PR #6373, opened 2021-05-29
Switch to xxhash3 for improved hash performance

devongovett:
T-961

Parcel relies heavily on hashing for many things, including cache keys, content hashes, etc. We've used md5 for this so far since it is a built in hash function in Node.js. However, it shows up pretty high in profiles of overall performance. This PR replaces md5 with [xxhash](http://cyan4973.github.io/xxHash/), which is one of the fastest hash functions out there.

Specifically, this is an napi wrapper around [this Rust implementation](https://github.com/DoumanAsh/xxhash-rust) of xxhash. There were some existing npm modules available for this, but most were either unmaintained or only accepted Buffers and not strings. This offered some performance increase, but the overhead of converting between strings and buffers was too high.

This benchmark shows the difference between md5, xxhash-addon (an existing npm module that only accepts buffers), and xxhash-rust.

```
md5 209,999.15 opts/sec (mean: 0.005ms, stddev: 0.029ms, 500 samples)
xxhash-addon 415,511.89 opts/sec (mean: 0.002ms, stddev: 0.003ms, 500 samples)
xxhash-rust 1,517,985.09 opts/sec (mean: 658.768ns, stddev: 996.69ns, 500 samples)
```

Overall this improves performance on the esbuild benchmark by ~5%.


flow-typed/npm/hash_v2.x.x.js
```diff
@@ -0,0 +1,11 @@
+// @flow
```
devongovett: Is there a way to put these declarations inside the actual package without creating a wrapper around the native module?

mischnic: Move this file to `packages/utils/hash/index.js.flow` and remove the `declare module` wrapper

devongovett:
One thing to consider: xxhash3 is a 64-bit hash, whereas md5 is a 128-bit hash. There is also a 128-bit version of xxhash that we could consider, though it is slightly slower. I'm not sure if this matters in practice. A 64-bit hash should probably give us a low enough probability of collision for our uses I think.

packages/core/core/src/requests/AssetRequest.js
```diff
@@ -47,16 +48,16 @@ const type = 'asset_request';
...
-    query: input.query ? objectSortedEntries(input.query) : null,
-  });
+  return hashString(
+    type +
+      input.filePath +
+      input.env.id +
+      String(input.isSource) +
+      String(input.sideEffects) +
+      (input.code ?? '') +
+      (input.pipeline ?? '') +
```
mischnic: `code = "", pipeline = "foo"` and `code="foo", "pipeline = ""` would produce the same hash (same goes for `query`)

One solution would be to join them with `:` or something like that

Or a utility `hashFromStrings(...args) { return hashFromString(args.join(":")); }` ?

packages/core/core/src/assetUtils.js
```diff
@@ -73,16 +68,18 @@ type AssetOptions = {|
...
-    pipeline: options.pipeline ?? '',
-    queryString,
-  });
+  return hashString(
+    idBase +
+      options.type +
+      options.env.id +
+      uniqueKey +
+      (options.pipeline ?? '') +
+      queryString,
```
mischnic: Same problem with collisions

packages/core/core/src/requests/AssetRequest.js
devongovett: Good point.

packages/core/core/src/UncommittedAsset.js
```diff
@@ -129,12 +129,10 @@ export default class UncommittedAsset {
...
-      [
-        this.value.hash,
-        pipelineKey,
-        await getInvalidationHash(this.getInvalidations(), this.options),
-      ].join(':'),
+    this.value.outputHash = hashString(
+      (this.value.hash ?? '') +
+        pipelineKey +
+        (await getInvalidationHash(this.getInvalidations(), this.options)),
     );
```
mischnic, line 136: ...

parcel-benchmark:
## Benchmark Results

#### Timings

| --- | --- | --- |
| Cold | 1.58s | -90.00ms 🚀 |
| Cached | 392.00ms | -1.00ms |

#### Cold Bundles

*No bundle changes detected.*

#### Cached Bundles

| dist/modern/parcel.d5807e82.webp | 102.94kb | +0.00b | 74.00ms | +7.00ms ⚠️ |
| dist/legacy/index.html | 701.00b | +0.00b | 76.00ms | +4.00ms ⚠️ |

</p></details>

#### Timings

| --- | --- | --- |
| Cold | 10.35s | -266.00ms |
| Cached | 675.00ms | +18.00ms |

#### Cold Bundles

| dist/index.js | 491.15kb | -98.00b 🚀 | 5.75s | -1.00ms |

#### Cached Bundles

| dist/index.js | 491.15kb | -98.00b 🚀 | 97.00ms | +10.00ms ⚠️ |
| dist/NotFound.c3254f12.js | 417.00b | +0.00b | 96.00ms | +9.00ms ⚠️ |

</p></details>

#### Timings

| --- | --- | --- |

#### Cold Bundles

#### Cached Bundles

</p></details>

#### Timings

| --- | --- | --- |
| Cold | 7.24s | -261.00ms |
| Cached | 569.00ms | -30.00ms 🚀 |

#### Cold Bundles

*No bundle changes detected.*

#### Cached Bundles

| dist/Three.js | 579.69kb | +0.00b | 71.00ms | -22.00ms 🚀 |

</p></details>

**[Click here to view a detailed benchmark overview.](https://benchmark.parceljs.org/benchmark/300420267431166477)**

packages/core/core/src/UncommittedAsset.js
devongovett: This one should be ok? There will always be a pipelineKey and invalidation hash.

packages/core/core/src/Transformation.js
```diff
@@ -333,29 +329,26 @@ export default class Transformation {
...
     for (let transformer of pipeline.transformers) {
       let key = `${transformer.name}:${transformer.resolveFrom}`;
-      hash.update(
+      hashes +=
         this.request.devDeps.get(key) ??
-          this.devDepRequests.get(key)?.hash ??
-          '',
-      );
+        this.devDepRequests.get(key)?.hash ??
+        '';
```
mischnic: In theory, the same thing could happen here?

packages/core/core/src/Dependency.js
```diff
@@ -33,13 +33,13 @@ type DependencyOpts = {|
...
-      env: opts.env.id,
-      target: opts.target,
-      pipeline: opts.pipeline,
-    });
+    hashString(
+      (opts.sourceAssetId ?? '') +
+        opts.moduleSpecifier +
+        opts.env.id +
+        (opts.target ? JSON.stringify(opts.target) : '') +
+        (opts.pipeline ?? ''),
```
mischnic, line 41: target and/or pipeline can be unset here

devongovett: but target will be a JSON object and it's very unlikely that pipeline would look like that

packages/core/core/src/Transformation.js
devongovett: There will always be at least on dev dep - the plugin itself. I think the `?? ''` is just there to appease flow.

mischnic: Should it be `nullthrows` instead of `??` then?

devongovett: Actually seems I was wrong. It will be null on initial builds.

DeMoorJasper (approved):

mischnic (approved):

mischnic:
Can you leave the benchmark script in there? [`d003549` (#6373)](https://github.com/parcel-bundler/parcel/pull/6373/commits/d0035492bf8fb9da61d08a4f6b721fba852d3321#diff-89d72a5991f686f52f33d685f11aa52bea711090ec139b133adfc08cf43e3841)

Might be interesting for the future or the wasm version

wbinnssmith (approved):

**What to do:**
Each line above is to be copied exactly as written.

**Solution:**
PR #6373, opened 2021-05-29
Switch to xxhash3 for improved hash performance

devongovett:
T-961

Parcel relies heavily on hashing for many things, including cache keys, content hashes, etc. We've used md5 for this so far since it is a built in hash function in Node.js. However, it shows up pretty high in profiles of overall performance. This PR replaces md5 with [xxhash](http://cyan4973.github.io/xxHash/), which is one of the fastest hash functions out there.

Specifically, this is an napi wrapper around [this Rust implementation](https://github.com/DoumanAsh/xxhash-rust) of xxhash. There were some existing npm modules available for this, but most were either unmaintained or only accepted Buffers and not strings. This offered some performance increase, but the overhead of converting between strings and buffers was too high.

This benchmark shows the difference between md5, xxhash-addon (an existing npm module that only accepts buffers), and xxhash-rust.

```
md5 209,999.15 opts/sec (mean: 0.005ms, stddev: 0.029ms, 500 samples)
xxhash-addon 415,511.89 opts/sec (mean: 0.002ms, stddev: 0.003ms, 500 samples)
xxhash-rust 1,517,985.09 opts/sec (mean: 658.768ns, stddev: 996.69ns, 500 samples)
```

Overall this improves performance on the esbuild benchmark by ~5%.


flow-typed/npm/hash_v2.x.x.js
```diff
@@ -0,0 +1,11 @@
+// @flow
```
devongovett: Is there a way to put these declarations inside the actual package without creating a wrapper around the native module?

mischnic: Move this file to `packages/utils/hash/index.js.flow` and remove the `declare module` wrapper

devongovett:
One thing to consider: xxhash3 is a 64-bit hash, whereas md5 is a 128-bit hash. There is also a 128-bit version of xxhash that we could consider, though it is slightly slower. I'm not sure if this matters in practice. A 64-bit hash should probably give us a low enough probability of collision for our uses I think.

packages/core/core/src/requests/AssetRequest.js
```diff
@@ -47,16 +48,16 @@ const type = 'asset_request';
...
-    query: input.query ? objectSortedEntries(input.query) : null,
-  });
+  return hashString(
+    type +
+      input.filePath +
+      input.env.id +
+      String(input.isSource) +
+      String(input.sideEffects) +
+      (input.code ?? '') +
+      (input.pipeline ?? '') +
```
mischnic: `code = "", pipeline = "foo"` and `code="foo", "pipeline = ""` would produce the same hash (same goes for `query`)

One solution would be to join them with `:` or something like that

Or a utility `hashFromStrings(...args) { return hashFromString(args.join(":")); }` ?

packages/core/core/src/assetUtils.js
```diff
@@ -73,16 +68,18 @@ type AssetOptions = {|
...
-    pipeline: options.pipeline ?? '',
-    queryString,
-  });
+  return hashString(
+    idBase +
+      options.type +
+      options.env.id +
+      uniqueKey +
+      (options.pipeline ?? '') +
+      queryString,
```
mischnic: Same problem with collisions

packages/core/core/src/requests/AssetRequest.js
devongovett: Good point.

packages/core/core/src/UncommittedAsset.js
```diff
@@ -129,12 +129,10 @@ export default class UncommittedAsset {
...
-      [
-        this.value.hash,
-        pipelineKey,
-        await getInvalidationHash(this.getInvalidations(), this.options),
-      ].join(':'),
+    this.value.outputHash = hashString(
+      (this.value.hash ?? '') +
+        pipelineKey +
+        (await getInvalidationHash(this.getInvalidations(), this.options)),
     );
```
mischnic, line 136: ...

parcel-benchmark:
## Benchmark Results

#### Timings

| --- | --- | --- |
| Cold | 1.58s | -90.00ms 🚀 |
| Cached | 392.00ms | -1.00ms |

#### Cold Bundles

*No bundle changes detected.*

#### Cached Bundles

| dist/modern/parcel.d5807e82.webp | 102.94kb | +0.00b | 74.00ms | +7.00ms ⚠️ |
| dist/legacy/index.html | 701.00b | +0.00b | 76.00ms | +4.00ms ⚠️ |

</p></details>

#### Timings

| --- | --- | --- |
| Cold | 10.35s | -266.00ms |
| Cached | 675.00ms | +18.00ms |

#### Cold Bundles

| dist/index.js | 491.15kb | -98.00b 🚀 | 5.75s | -1.00ms |

#### Cached Bundles

| dist/index.js | 491.15kb | -98.00b 🚀 | 97.00ms | +10.00ms ⚠️ |
| dist/NotFound.c3254f12.js | 417.00b | +0.00b | 96.00ms | +9.00ms ⚠️ |

</p></details>

#### Timings

| --- | --- | --- |

#### Cold Bundles

#### Cached Bundles

</p></details>

#### Timings

| --- | --- | --- |
| Cold | 7.24s | -261.00ms |
| Cached | 569.00ms | -30.00ms 🚀 |

#### Cold Bundles

*No bundle changes detected.*

#### Cached Bundles

| dist/Three.js | 579.69kb | +0.00b | 71.00ms | -22.00ms 🚀 |

</p></details>

**[Click here to view a detailed benchmark overview.](https://benchmark.parceljs.org/benchmark/300420267431166477)**

packages/core/core/src/UncommittedAsset.js
devongovett: This one should be ok? There will always be a pipelineKey and invalidation hash.

packages/core/core/src/Transformation.js
```diff
@@ -333,29 +329,26 @@ export default class Transformation {
...
     for (let transformer of pipeline.transformers) {
       let key = `${transformer.name}:${transformer.resolveFrom}`;
-      hash.update(
+      hashes +=
         this.request.devDeps.get(key) ??
-          this.devDepRequests.get(key)?.hash ??
-          '',
-      );
+        this.devDepRequests.get(key)?.hash ??
+        '';
```
mischnic: In theory, the same thing could happen here?

packages/core/core/src/Dependency.js
```diff
@@ -33,13 +33,13 @@ type DependencyOpts = {|
...
-      env: opts.env.id,
-      target: opts.target,
-      pipeline: opts.pipeline,
-    });
+    hashString(
+      (opts.sourceAssetId ?? '') +
+        opts.moduleSpecifier +
+        opts.env.id +
+        (opts.target ? JSON.stringify(opts.target) : '') +
+        (opts.pipeline ?? ''),
```
mischnic, line 41: target and/or pipeline can be unset here

devongovett: but target will be a JSON object and it's very unlikely that pipeline would look like that

packages/core/core/src/Transformation.js
devongovett: There will always be at least on dev dep - the plugin itself. I think the `?? ''` is just there to appease flow.

mischnic: Should it be `nullthrows` instead of `??` then?

devongovett: Actually seems I was wrong. It will be null on initial builds.

DeMoorJasper (approved):

mischnic (approved):

mischnic:
Can you leave the benchmark script in there? [`d003549` (#6373)](https://github.com/parcel-bundler/parcel/pull/6373/commits/d0035492bf8fb9da61d08a4f6b721fba852d3321#diff-89d72a5991f686f52f33d685f11aa52bea711090ec139b133adfc08cf43e3841)

Might be interesting for the future or the wasm version

wbinnssmith (approved):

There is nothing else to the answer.